Justice A. Whitaker, visiting assistant professor of film/video, works as a writer, director, and producer to bring light to unsung stories, particularly those related to the global African Diaspora. He recently directed the documentary Milestone Generationsnow streaming on HBO MAX—which chronicles the 30-year history of Milestone Comics, the first Black-owned comic book company. The film, made in collaboration with DC Comics, highlights the legacy of their work in increasing the representation of Black comic book characters and how it continues to shape comics today.

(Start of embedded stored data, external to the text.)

PR #717, opened 2023-01-03
docs: Update read-only contract call section

### LINKED ISSUE #677: Update read-only sections in the docs

latest

### Steps to Reproduce

The current text under the read-only section is wrong and incomplete. It's using the Rust's SDK terminology (`simulate` instead of `dryRun`, etc.). https://fuellabs.github.io/fuels-ts/guide/contracts/read-only-calls.html. 

This should be updated to reflect the correct API and include more information about when to use `.get` vs `.call`.

### Expected Behavior

NA

### Actual Behavior

NA

Dhaiwat10:
Closes #677

### DIFF
--- a/docs/_guide/contracts/read-only-calls.md
+++ b/docs/_guide/contracts/read-only-calls.md
@@ -2,16 +2,18 @@
 
 # Read-only calls
 
-Sometimes you want to call a contract method that doesn't change the state of the blockchain. For instance, a method that only reads a value from storage and returns it.
+Sometimtes you might want to call a contract method that does not change the state of the blockchain. For instance, a method that only _reads_ a value from storage and returns it without making any changes to storage.
 
-In this case, there's no need to generate an actual blockchain transaction; you only want to read a value quickly.
+In this case, there is no need to create an actual blockchain transaction; you only want to read a value quickly.
 
-You can do this with the SDK. Instead of `.call()`ing the method, use `.simulate()`:
+You can do this with the SDK. Instead of `.call()`ing the method, use `.get()`:
 
-```typescript
-await contract.functions.foo(1336).simulate();
-```
+[@code:typescript](./packages/fuel-gauge/src/contract.test.ts#typedoc:Contract-read-only-call)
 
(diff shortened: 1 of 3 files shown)


docs/_guide/contracts/read-only-calls.md
```diff
@@ -2,16 +2,18 @@
...
-You can do this with the SDK. Instead of `.call()`ing the method, use `.simulate()`:
+You can do this with the SDK. Instead of `.call()`ing the method, use `.get()`:
 
-```typescript
-await contract.functions.foo(1336).simulate();
-```
+[@code:typescript](./packages/fuel-gauge/src/contract.test.ts#typedoc:Contract-read-only-call)
 
-Note that if you use `.simulate()` on a method that _does_ change the state of the blockchain, it won't work properly; it will just `dry-run` it.
+Note that `get()` uses a method called `dryRun()` under the hood, and does not fund the transaction with any coins. If you want to test a read-only call and fund it with coins, use `dryRun()` directly.
```
arboleya, line 13: What's the use case for funding a read-only call? _(using `dryRun` directly)_

Dhaiwat10: @arboleya I'm not sure to be honest but I just tried to follow [this piece of documentation](https://github.com/FuelLabs/fuels-ts/blob/master/packages/contract/src/contracts/functions/base-invocation-scope.ts#L266).

Dhaiwat10: If it's causing more confusion than adding value, we can remove that line

digorithm: The phrasing is confusing, but the use case for running a `dryRun()` with funds attached is valid.

I'd omit that `get()` uses `dryRun()` underneath entirely. `get()` doesn't need funds because it's a true read-only call. 

`dryRun()` might need fund because, although it won't cause any effect on-chain, it could be a test to a transaction that would. 

```suggestion
`get()` doesn't take funding, as it is a read-only call that doesn't alter the chain state. 

If you want to dry run a transaction call that takes funding without altering the chain state, use `dryRun()`. 
```

digorithm:
Gotta sync with master before merging though!

arboleya (approved):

“I see my work as a filmmaker as a form of activism, illuminating the experiences of people and their stories that would otherwise be forgotten or overlooked,” Whitaker said. “I have traveled the world and had amazing life-changing experiences, and met amazing people with unfathomable life circumstances, and I am inspired by all of that unknown beauty of the world—those places, people, and their stories are what I bring to my storytelling as a filmmaker.”

He is now co-directing a documentary film on the Full Circle Expedition, which in 2022 became the first all-Black team to attempt to summit Mount Everest. This year, he received a Pratt DEI Research Seed Grant for The Trauma Cycle, a project which will examine how cinema can offer both healing and social change for BIPOC people.

“In my effort to bring focus to underrepresented voices and ideas, I am mostly focused on Black stories, so many of which have been suppressed, erased, and neglected by mainstream media,” Whitaker said. “My experience as a Black artist born and raised in America has made me aware of the universal oppressions people face in a multitude of contexts around the globe, and my work reflects this shared spirit of resistance throughout many cultures. I encourage young artists to always see their own lives as the most valuable cultural capital they can bring to the table. Our own story is one that can never be taken from us.”